Thomas Doustaly répond point par point à ces accusations. "Tout cela m’afflige et me consterne", dit-il. "Quand j’étais malade, certains (pas tous) étaient contents, ça leur a permis de créer des baronnies, des chapelles. Le jour de mon retour, le rédacteur en chef se met en arrêt pour dépression, suivi ensuite d’un adjoint." Pour lui, il est clair que le rédacteur en chef "voulait (sa) place". "On a trop bien payé des gens qui s’accrochaient à leur poste", dit-il. Les ex-collaborateurs de Têtu parlent justement de "trop fortes disparités salariales", de "petits salaires vraiement petits, de gros salaires vraiment gros", en accusant Thomas Doustaly de "s’être augmenté" récemment pour parvenir à un salaire de "12000€ bruts mensuels". Le directeur de la rédaction conteste et produit sa fiche de paye : un salaire de 10000€ avec une prime de 1261,85€, soit... un peu plus de 11000€. Il montre aussi celle d’un journaliste en CDI depuis un mois : 2500€ bruts. Mais tous ne sont pas aussi bien lotis : les secrétaires de rédaction pigistes, par exemple, émargeraient à 80€ bruts par jour, selon plusieurs témoignages.

"Moi aussi, j’ai été harcelé"

"Je comprends les petits patrons de droite qui font trimer leurs salariés en les payant mal, car quand vous laissez les gens travailler à leur rythme en les payant bien, ils vous crachent à la figure. La plupart d’entre eux ne sont pas tout à fait indispensables à notre métier", ajoute Thomas Doustaly. "Moi aussi, je considère que j’ai été harcelé moralement. Ils avaient un culte de la personnalité vis-à-vis de moi, et quand j’ai eu ces ennuis de santé, qui ne sont pas terminés, ils sont passés brusquement à une période de calcul, de peur pour leur job et l’avenir du journal."

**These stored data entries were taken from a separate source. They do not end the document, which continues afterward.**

PR #700, opened 2021-11-10
Add ability to convert GNSSRO data in WMO-formatted BUFR to IODA (v2) output

gthompsnJCSDA:
## Description

Add capability to convert WMO BUFR formatted GNSSRO data to IODA directly with more flexible bufr2ioda application instead of fortran converter.  One problem is the Quality Flags remain a 16-bit integer whereas the existing IODA file does need the derived value of ascending and descending pass (bit position 3).  Therefore more processing of the quality flags will be needed within UFO.  This PR also adds documentation for BUFR mnemonics and sample obs into the doc subdirectory for additional data usage if needed.

### Issue(s) addressed

This item in particular does not have a corresponding issue number but moving towards BUFR-2-IODA in general needs to include as many data types as possible.

Successful completion of ctest and useful IODA (v2) file for use within UFO (QC and subsequent steps).

## Dependencies

No dependencies.

## Impact

No impacts to other repos.

### DIFF
--- a/test/CMakeLists.txt
+++ b/test/CMakeLists.txt
@@ -154,7 +154,7 @@ if( iodaconv_bufr_ENABLED )
     testoutput/NC005066.nc
     testoutput/airep_multi.nc
     testoutput/amdar_single.nc
-    testinput/gnssro_2020-306-2358C2E6.nc
+    testoutput/gnssro_2020-306-2358C2E6.nc
   )
 endif()
 
--- a/test/CMakeLists.txt
+++ b/test/CMakeLists.txt
@@ -136,6 +136,8 @@ if( iodaconv_bufr_ENABLED )
     testinput/airep_wmo_multi.bufr
     testinput/amdar_wmoBUFR2ioda.yaml
     testinput/amdar_wmo_single.bufr
+    testinput/gnssro_wmoBUFR2ioda.yaml
+    testinput/gnssro_2020-306-2358C2E6.bufr
   )
 
   list( APPEND test_output
@@ -152,6 +154,7 @@ if( iodaconv_bufr_ENABLED )
     testoutput/NC005066.nc
     testoutput/airep_multi.nc
     testoutput/amdar_single.nc
+    testinput/gnssro_2020-306-2358C2E6.nc
   )
 endif()
 
@@ -777,6 +780,14 @@ if(iodaconv_bufr_ENABLED)
                     ARGS    netcdf
                     "${CMAKE_BINARY_DIR}/bin/bufr2ioda.x testinput/amdar_wmoBUFR2ioda.yaml"
                     amdar_single.nc ${IODA_CONV_COMP_TOL_ZERO}
+                    DEPENDS bufr2ioda.x )
+
+  ecbuild_add_test( TARGET  test_iodaconv_bufr_gnssro_wmo_bufr
+                    TYPE    SCRIPT
+                    COMMAND ${CMAKE_BINARY_DIR}/bin/iodaconv_comp.sh
+                    ARGS    netcdf
+                    "${CMAKE_BINARY_DIR}/bin/bufr2ioda.x testinput/gnssro_wmoBUFR2ioda.yaml"
+                    gnssro_2020-306-2358C2E6.nc ${IODA_CONV_COMP_TOL_ZERO}
                     DEPENDS bufr2ioda.x )
 endif()
 
--- a/doc/bufr_obs_samples/gnssro_bufr_sample.txt
+++ b/doc/bufr_obs_samples/gnssro_bufr_sample.txt
@@ -1,0 +1,226 @@
+
+Found BUFR message #      1
+  
+        Message length:       17278
+      Section 0 length:           8
+          BUFR edition:           4
+  
+      Section 1 length:          22
+          Master table:           0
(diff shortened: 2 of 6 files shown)


srherbener:
@gthompsnJCSDA, the error message:
```
2021-11-09 19:14:37.195752 -0700 ERROR ../../src/nccmp_state.c:156 No such file or directory
```
from the test failure is saying that one of the input files to the nccmp command is not found.

test/CMakeLists.txt
```diff
@@ -152,6 +154,7 @@ if( iodaconv_bufr_ENABLED )
     testoutput/NC005066.nc
     testoutput/airep_multi.nc
     testoutput/amdar_single.nc
+    testinput/gnssro_2020-306-2358C2E6.nc
```
srherbener, line 157: I think this is the cause of the test failure. Need to change "testinput" to "testoutput" on this line.

srherbener (changes requested):

test/CMakeLists.txt
gthompsnJCSDA: > I think this is the cause of the test failure. Need to change "testinput" to "testoutput" on this line.

Yup, dumb mistake and got confused by the error message regarding a missing source code file, not an error message about a missing comparison file.  Is this cause for a different issue to be created?  Thanks for catching my error.

hailingz (commented):
Is gnssro_2020-306-2358C2E6.nc the final output?

I took a look at this file. i have some questions as below,
1. some MetaData are missing, for example:
        occultation instrument id, which was occulting_sat_is in the fortran output
        process_center
        record_number

2. qualityFlags seems to be undecoded, the sample output is "16448", which is a 16 bit indicator representing 16 QC flags. do we expect to decode this in UFO?

3. do we need some basic preQC check in the converter step, e.g.,  excluding bad reports (non-nominal data).

4. I am not sure where do you get obsvalues for "airTemperature" and "specificHumidity". do we need them?

test/CMakeLists.txt
srherbener: If you are talking about the not-so-helpful error message, it would be nice if nccmp would list the file name in the message but there doesn't seem to be an option to do that. We could issue a bug report with the nccmp developers but the message is good enough to narrow it down to the two file arguments. Not sure if it's worth pursuing this.

srherbener (approved):
Looks good to me, but I'm not expert on the required variables for GNSSRO. Thanks!

gthompsnJCSDA:
> Is gnssro_2020-306-2358C2E6.nc the final output?

Yes.
 
> 1. some MetaData are missing, for example:
>    occultation instrument id, which was occulting_sat_is in the fortran output

This was in the file already - you must have missed it.

>    process_center

This was missing but easy for me to add because I was capturing the mnemonic - so I just added it.

>    record_number

This cannot be created from a single BUFR record - so we have to consider how to re-generate this variable.

> 2. qualityFlags seems to be undecoded, the sample output is "16448", which is a 16 bit indicator representing 16 QC flags. do we expect to decode this in UFO?

This was already mentioned in the "description" section of the PR.  This is a pure data-input => data-output, so if the value of a "short" integer must be converted into a series of 16 bits and the 3rd bit represents the ascending/descending flag.  This will have to be done now by UFO code, not ioda-converters.

> 3. do we need some basic preQC check in the converter step, e.g.,  excluding bad reports (non-nominal data).

This is part of QC and isn't really relevant to the converter being discussed for this PR.

> 4. I am not sure where do you get obsvalues for "airTemperature" and "specificHumidity". do we need them?

These are available variables from the BUFR - see the additions in the "doc/bufr_sample_tables" for all possible mnemonics in the input data file.  Since others might want to use them directly, I thought it wise to include in the converter.  If no one uses them, obviously they can be skipped.  I included them for completeness and because DA systems almost always want to assimilate temperature and moisture values.


It is my opinion that all items you commented upon have been resolved.  This isn't meant as the **replacement** to the fortran converter yet.  More work will be needed to accomplish that considering your bullet-2 in particular.  This is just a step towards getting there.

hailingz:
Hi @gthompsnJCSDA 
The one you have is **occulting_sat_id**, which is the low earth orbit (LEO) RO satellite identifier. For example, 5 is MeTop-Cc, 750 is one of the COSMIC2.  The missing one I asked is **occulting_sat_is**, which is the instrument identifier. For example, 98 is GPS receiver, 103 is the Integrated GPS and Occultation Receiver (IGOR).

hailingz:
I understood what you said. There are 16 bits of QC in the bufr file. some of them are used in PreQC. 
I am not sure if all of them should be done in UFO stage. They are PreQC not regular QC.
What do you think? @fcvdb @huishao-r @rusbec 
------
qualityFlags seems to be undecoded, the sample output is "16448", which is a 16 bit indicator representing 16 QC flags. do we expect to decode this in UFO?
This was already mentioned in the "description" section of the PR. This is a pure data-input => data-output, so if the value of a "short" integer must be converted into a series of 16 bits and the 3rd bit represents the ascending/descending flag. This will have to be done now by UFO code, not ioda-converters.

hailingz:
@gthompsnJCSDA 
another question is just naming conventional.
You put "airTemperature" and "specificHumidity" in obsvalue group. What I understand is that those are not observables. Rather, they are derived by additional process using some model background.

hailingz (approved):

Les autres l’accusent aussi d’avoir mal accueilli l’élection de délégués du personnel (DP). "Les DP, ça a servi à ce que les gens se protègent d’éventuels licenciements, en détournant la fonction vers des ordres du jour délirants. Mais il y aura des élections en octobre, il y a des candidats." Renseignements pris, la candidate du collège journalistes ne souhaite plus se présenter, puisque son alter ego chez les administratifs est l’auteur de la tentative évoquée plus haut.

Au fond, pour Thomas Doustaly, la crise qui a éclaté entre ces ex-amis qui sortaient ensemble "tous les week-ends" est due à une divergence sur la réponse à apporter à une question fondamentale : "Qu’est-ce qu’on a à dire dans les pages de Têtu, maintenant qu’on ne sera plus portés par des sujets comme le Pacs ? Ils n’avaient pas de réponse. Leur seule contribution, ça a été de négocier leur prime de départ."

"C’est le début de la fin", dit un des licenciés. Doustaly, lui, se dit "très raisonnablement optimiste" pour l’avenir du titre, qui aurait perdu 1,2 million d’euros en 2006 selon un des ex-salariés, et dont les ventes stagnent autour des 50000 exemplaires, malgré la nouvelle formule. Quant à Pierre Bergé, il répète qu’il ne fera pas "Têtu sans Thomas". "J’attends les résultats de la nouvelle formule et de la nouvelle équipe que Thomas met en place", dit l’actionnaire majoritaire, qui a "l’habitude de ne pas intervenir" dans les affaires de Têtu.